Saturday, October 12, 2024

28th Sunday in Ordinary Time Year B

In today's reading from Mark 10: 17-30, the rich young man asks Jesus, "Good teacher, what must I do to inherit eternal life?" and Jesus answers: “Why do you ask me about what is good? There is only one who is good. If you wish to enter into life, keep the commandments.”

In his encyclical Veritatis Splendor, St. John Paul II says about this gospel:
Before answering the question, Jesus wishes the young man to have a clear idea of why he asked his question. The ‘Good Teacher’ points out to him – and to all of us – that the answer to the question, “What good must I do to have eternal life?” can only be found by turning one’s mind and heart to the ‘One’ who is good: “No one is good but God alone.” Only God can answer the question about what is good, because he is the Good itself. 
To ask about the good, in fact, ultimately means to turn towards God, the fullness of goodness. Jesus shows that the young man’s question is really a religious question, and that the goodness that attracts and at the same time obliges man has its source in God, and indeed is God himself. God alone is worthy of being loved “with all one’s heart, and with all one’s soul, and with all one's mind.” He is the source of man’s happiness. Jesus brings the question about morally good action back to its religious foundations, to the acknowledgment of God, who alone is goodness, fullness of life, the final end of human activity, and perfect happiness.
Christ and the Rich Young Man, by Heinrich Hoffman (Riverside Church)


Saturday, October 5, 2024

27th Sunday in Ordinary Time Year B

In the beginning of today's gospel reading, taken from Mark 10: 2-16, Jesus is questioned by the Pharisees about divorce. “Is it lawful for a man to divorce his wife?” In part of his his response, he quotes from Genesis 2:24, "For this reason a man will leave his father and mother and be united to his wife, and the two will become one flesh."
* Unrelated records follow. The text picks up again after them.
PR #213, opened 2022-11-14
MNT Fixes for hf_hub v0.11.0

BenjaminBossan:
@skops-dev/maintainers This PR started out as a test if upgrading to hf_hub 0.11 would work. Since it caused some mypy errors, I updated the code to fix it, so it should now be compatible once 0.11 is released. Please review.

### DIFF
--- a/.github/workflows/build-test.yml
+++ b/.github/workflows/build-test.yml
@@ -54,7 +54,6 @@ jobs:
 
     - name: Install dependencies
       run: |
-        pip install huggingface_hub=="0.11.0rc1"
         pip install .[docs,tests]
         pip install black=="22.6.0" isort=="5.10.1" mypy=="0.981"
         pip uninstall --yes scikit-learn
--- a/.github/workflows/build-test.yml
+++ b/.github/workflows/build-test.yml
@@ -55,6 +55,8 @@ jobs:
     - name: Install dependencies
       run: |
         pip install .[docs,tests]
+        pip uninstall huggingface_hub
+        pip install huggingface_hub=="0.11.0rc0"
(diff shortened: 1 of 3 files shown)


.github/workflows/build-test.yml
```diff
@@ -55,6 +55,8 @@ jobs:
     - name: Install dependencies
       run: |
         pip install .[docs,tests]
+        pip uninstall --yes huggingface_hub
+        pip install huggingface_hub=="0.11.0rc0"
```
adrinjalali, line 59:
```suggestion
        pip install huggingface_hub=="0.11.0rc0"
        pip install .[docs,tests]
```

more like this one, it'd also make it faster. (I don't think it matters if we're not keeping this in the CI though, was thinking more in the direction of adding it permanently to the CI).

BenjaminBossan: Yeah, I just quickly added it, if we choose to create a task for it, your suggestion would be cleaner.

BenjaminBossan:
@skops-dev/maintainers I tried with the new `huggingface_hub==0.11.0rc1" and [CI passed](https://github.com/skops-dev/skops/actions/runs/3487323831/jobs/5834818917) so this should be good to go.

adrinjalali:
Does this also pass with our minimum dependency of `huggingface_hub`?

BenjaminBossan:
> Does this also pass with our minimum dependency of `huggingface_hub`?

Yes, that's 0.10.1, so the most up-to-date before the 0.11 release. I tested it and it works.

adrinjalali (approved):

PR #214, opened 2022-11-21
MNT error in init if given file is empty

adrinjalali:
related to the error raised in https://github.com/skops-dev/skops/pull/207

This makes us raise if a given model file is empty.


BenjaminBossan (approved):
Overall this LGTM. But the escaping error should be fixed before merging.

PR #254, opened 2022-12-15
Add tabular regression example

lazarust:

PR #291, opened 2023-02-03
DOC Add example of using a custom template with model cards

### LINKED ISSUE #248: Add example of using custom templates for model cards
Once #203 is merged, it would be good to give an example of how to use custom templates for model cards.

This should include how to add the sections that come by default with the default template:

- metrics (when calling `card.add_metrics`)
- getting started code (automatic)
- model hyperparams
- model plot (automatic if `model_diagram=True`)

Those are not added by default when using a custom template but it's still possible to add them the normal way (i.e. using `card.add`), although it's not obvious how. The examples should explain that.

This might also require exposing some convenience functions to the user, e.g. a way to create the sklearn model diagram with a single function call.

BenjaminBossan:
Resolves #248

This example showcases how to use custom templates with the skops model card class.

The new document is not yet explicitly linked in the documentation yet. Ideally, this can be done once #254 has been finalized.

### DIFF
--- a/docs/changes.rst
+++ b/docs/changes.rst
@@ -11,6 +11,8 @@ skops Changelog
 
 v0.6
 ----
+- Add example of using model card without the skops template. :pr:`291` by
+  `Benjamin Bossan`_.
 
 v0.5
 ----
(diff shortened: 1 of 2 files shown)


BenjaminBossan:
The resulting page can be found [here](https://skops--291.org.readthedocs.build/en/291/auto_examples/plot_custom_model_card.html#sphx-glr-auto-examples-plot-custom-model-card-py). Ready for review @skops-dev/maintainers

PR #295, opened 2023-02-06
`ENH` trusting scipy.ufuncs

### LINKED ISSUE #224: Add {numpy, scipy}.ufuncs to the trusted list
I think most (if not all) ufuncs are actually safe, so we can add them to the default trusted list and reduce the size of `untrusted_types`.

omar-araboghli:
(Partially) closes #224 

* Q1: Is it sufficient to only trust ufuncs under `scipy.special` ? As for the current `scipy` version, public ufuncs are only visible in `scipy.special`. Nevertheless, for future `scipy` versions (and also `numpy`), we can either recursively traverse `scipy` looking for public ufuncs or limit our search to the first submodules level. E.g.:
```python
# pseudo-code: recursively check all submodules. Warning: this needs proper handling to avoid RecursionError
for submodule in get_submodules(scipy, max_level=-1):
    look_for_type(submodule, np.func)

# pseudo-code: first submodule level
for submodule in get_submodules(scipy, max_level=1):
    look_for_type(submodule, np.func)
```
* Q2: Does `test_can_trust_ufuncs()` make sense in addition to extending `test_can_persist_fitted()` ?
* Q3: Why wouldn't we include  **current** public `numpy` ufuncs the same way we do for `scipy`, even when `numpy` 2.0 not there yet ?

### DIFF
--- a/docs/changes.rst
+++ b/docs/changes.rst
@@ -12,8 +12,9 @@ skops Changelog
 v0.6
 ----
 - Added tabular regression example. :pr: `254` by `Thomas Lazarus`
-- All public ``scipy.special`` ufuncs (Universal Functions) are trusted by default.
-  :pr:`295` by :user:`Omar Arab Oghli <omar-araboghli>`.
+- All public ``scipy.special`` ufuncs (Universal Functions) are trusted by default
+  by :func:`.io.load`. :pr:`295` by :user:`Omar Arab Oghli <omar-araboghli>`.
+
 v0.5
 ----
 - Added CLI entrypoint support (:func:`.cli.entrypoint.main_cli`)
--- a/docs/changes.rst
+++ b/docs/changes.rst
@@ -11,6 +11,7 @@ skops Changelog
 
 v0.6
 ----
+- Added tabular regression example. :pr: `254` by `Thomas Lazarus`
 
 v0.5
 ----
@@ -102,4 +103,4 @@ Contributors
 :user:`Adrin Jalali <adrinjalali>`, :user:`Merve Noyan <merveenoyan>`,
 :user:`Benjamin Bossan <BenjaminBossan>`, :user:`Ayyuce Demirbas
 <ayyucedemirbas>`, :user:`Prajjwal Mishra <p-mishra1>`, :user:`Francesco Cariaggi <anferico>`,
-:user:`Erin Aho <E-Aho>`
+:user:`Erin Aho <E-Aho>`, :user:`Thomas Lazarus <lazarust>`
--- a/docs/changes.rst
+++ b/docs/changes.rst
@@ -1,4 +1,4 @@
-.. include:: _authors.rst
+ds.. include:: _authors.rst
 
 .. _changelog:
 
@@ -12,7 +12,8 @@ skops Changelog
 v0.6
 ----
 - Added tabular regression example. :pr: `254` by `Thomas Lazarus`
-
+- All public ``scipy.special`` ufuncs (Universal Functions) are trusted by default.
+  :pr:`295` by :user:`Omar Arab Oghli <omar-araboghli>`.
 v0.5
 ----
 - Added CLI entrypoint support (:func:`.cli.entrypoint.main_cli`)
--- a/docs/changes.rst
+++ b/docs/changes.rst
@@ -1,4 +1,4 @@
-ds.. include:: _authors.rst
+.. include:: _authors.rst
 
 .. _changelog:
 
--- a/skops/io/_general.py
+++ b/skops/io/_general.py
@@ -216,7 +216,7 @@ class FunctionNode(Node):
         )
 
     def get_unsafe_set(self) -> set[str]:
-        if self.trusted is True or self._get_function_name() in self.trusted:
+        if (self.trusted is True) or (self._get_function_name() in self.trusted):
             return set()
 
         return {self._get_function_name()}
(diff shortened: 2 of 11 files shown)


omar-araboghli:
@BenjaminBossan kindly pinging you 👆🏻

skops/io/tests/test_persist.py
```diff
@@ -345,9 +354,18 @@ def test_can_persist_fitted(estimator):
...
     assert not any(type_ in SKLEARN_ESTIMATOR_TYPE_NAMES for type_ in untrusted_types)
+    assert not any(type_ in SCIPY_UFUNC_TYPE_NAMES for type_ in untrusted_types)
     assert_method_outputs_equal(estimator, loaded, X)
 
 
+@pytest.mark.parametrize("ufunc", _tested_ufuncs(), ids=SCIPY_UFUNC_TYPE_NAMES)
+def test_can_trust_ufuncs(ufunc):
+    dumped = dumps(ufunc)
+    untrusted_types = get_untrusted_types(data=dumped)
+    assert not any(type_ in SCIPY_UFUNC_TYPE_NAMES for type_ in untrusted_types)
```
BenjaminBossan, line 365: Can we not be sure here that `untrusted_types` is always the empty list?

docs/changes.rst
```diff
@@ -1,4 +1,4 @@
-.. include:: _authors.rst
+ds.. include:: _authors.rst
```
BenjaminBossan, line 1: Is this addition on purpose?

skops/io/_general.py
```diff
@@ -212,7 +216,7 @@ def _get_function_name(self) -> str:
         )
 
     def get_unsafe_set(self) -> set[str]:
-        if self.trusted is True:
+        if self.trusted is True or self._get_function_name() in self.trusted:
```
BenjaminBossan, line 219: Just my personal preference, but operator precedence can sometimes be tricky.

```suggestion
        if (self.trusted is True) or (self._get_function_name() in self.trusted):
```

skops/io/tests/test_persist.py
```diff
@@ -221,6 +221,15 @@ def _tested_estimators(type_filter=None):
     )
 
 
+def _tested_ufuncs():
+    for ufunc_name in SCIPY_UFUNC_TYPE_NAMES:
+        parts = ufunc_name.split(".")
+        module_name = ".".join(parts[:-1])
+        ufunc_name = parts[-1]
+
+        yield gettype(module_name=module_name, cls_or_func=ufunc_name)
```
BenjaminBossan, line 230:
```suggestion
    for full_name in SCIPY_UFUNC_TYPE_NAMES:
        module_name, _, ufunc_name = full_name.rpartition(".")
        yield gettype(module_name=module_name, cls_or_func=ufunc_name)
```

Just a suggestion to make the code more concise ;)

BenjaminBossan (changes requested):
Thanks a lot for your addition. Overall, this already looks quite good, but I have a few comments, so please take a look. As to your questions:

> Q1: Is it sufficient to only trust ufuncs under scipy.special ?

At the very least, this is a good start. If we miss something, we can add it later. Did you find any ufuncs that are not included with this approach?

I think in general, we could ask if we only want to add ufuncs or if we might not trust other scipy functions by default, like some of the `scipy.stats` functions. But let's leave that for later.

> Q2: Does test_can_trust_ufuncs() make sense in addition to extending test_can_persist_fitted() ?

I can see how it might come across as a bit of redundant, but I still think it's better to have if than not to have it.

If you look at the other tests, they almost always test some kind of sklearn estimator that contains the object in question. So here, we could use a `FunctionTransformer` to wrap the ufunc (similar to how `test_can_persist_fitted` does it). However, it's probably not possible to fit that transformer generically, so the `FunctionTransformer` would need to stay unfitted, which makes this extra step add little value.

> Q3: Why wouldn't we include current public numpy ufuncs the same way we do for scipy, even when numpy 2.0 not there yet?

We can certainly explore this and check if it's feasible and if we're missing a lot. I would do that in a separate PR though.

skops/io/tests/test_persist.py
omar-araboghli: That's true. I changed it accordingly.

docs/changes.rst
omar-araboghli: Of course not 😮  I even couldn't catch it on the github changes view... Thanks!

skops/io/tests/test_persist.py
omar-araboghli: Adapted!

docs/changes.rst
```diff
@@ -12,7 +12,8 @@ skops Changelog
 v0.6
 ----
 - Added tabular regression example. :pr: `254` by `Thomas Lazarus`
-
+- All public ``scipy.special`` ufuncs (Universal Functions) are trusted by default.
+  :pr:`295` by :user:`Omar Arab Oghli <omar-araboghli>`.
```
BenjaminBossan, line 16:
```suggestion
- All public ``scipy.special`` ufuncs (Universal Functions) are trusted by default
  by :func:`.io.load`. :pr:`295` by :user:`Omar Arab Oghli <omar-araboghli>`.

```

BenjaminBossan (commented):
Thanks, this looks almost good to go. Just a small nit left.

BenjaminBossan (approved):
Great work, thanks.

This image of marriage is a symbol of Christ and the Church. Jacob Serugh, a Syriac poet-theologian who died in 521 AD comments on this image in a vivid homily:
Icon of Christ, the Bridegroom and Mary, the Bride Church, from Sacro Speco
Wives are not united to their husbands as closely as the Church is to the Son of God. What husband but our Lord ever died for his wife, and what bride ever chose a crucified man as her husband? Who ever gave his blood as a gift to his wife except the One who died on the cross and sealed the marriage bond with his wounds? Who was ever seen lying dead at his own wedding banquet with his wife at his side seeking to console herself by embracing him? At what other celebration, at what other feast is the bridegroom’s body distributed to the guests in the form of bread?
Death separates wives from their husbands, but in this case it is death that unites the bride to her beloved. He died on the cross, bequeathed his body to his glorious spouse, and now every day she receives and consumes it at his table. She consumes it under the form of bread, and under the form of the wine that she drinks, so that the whole world may know that they are no longer two but one.
May Christ the Bridegroom, who gave his life so that we might have life, unite us ever more closely to himself!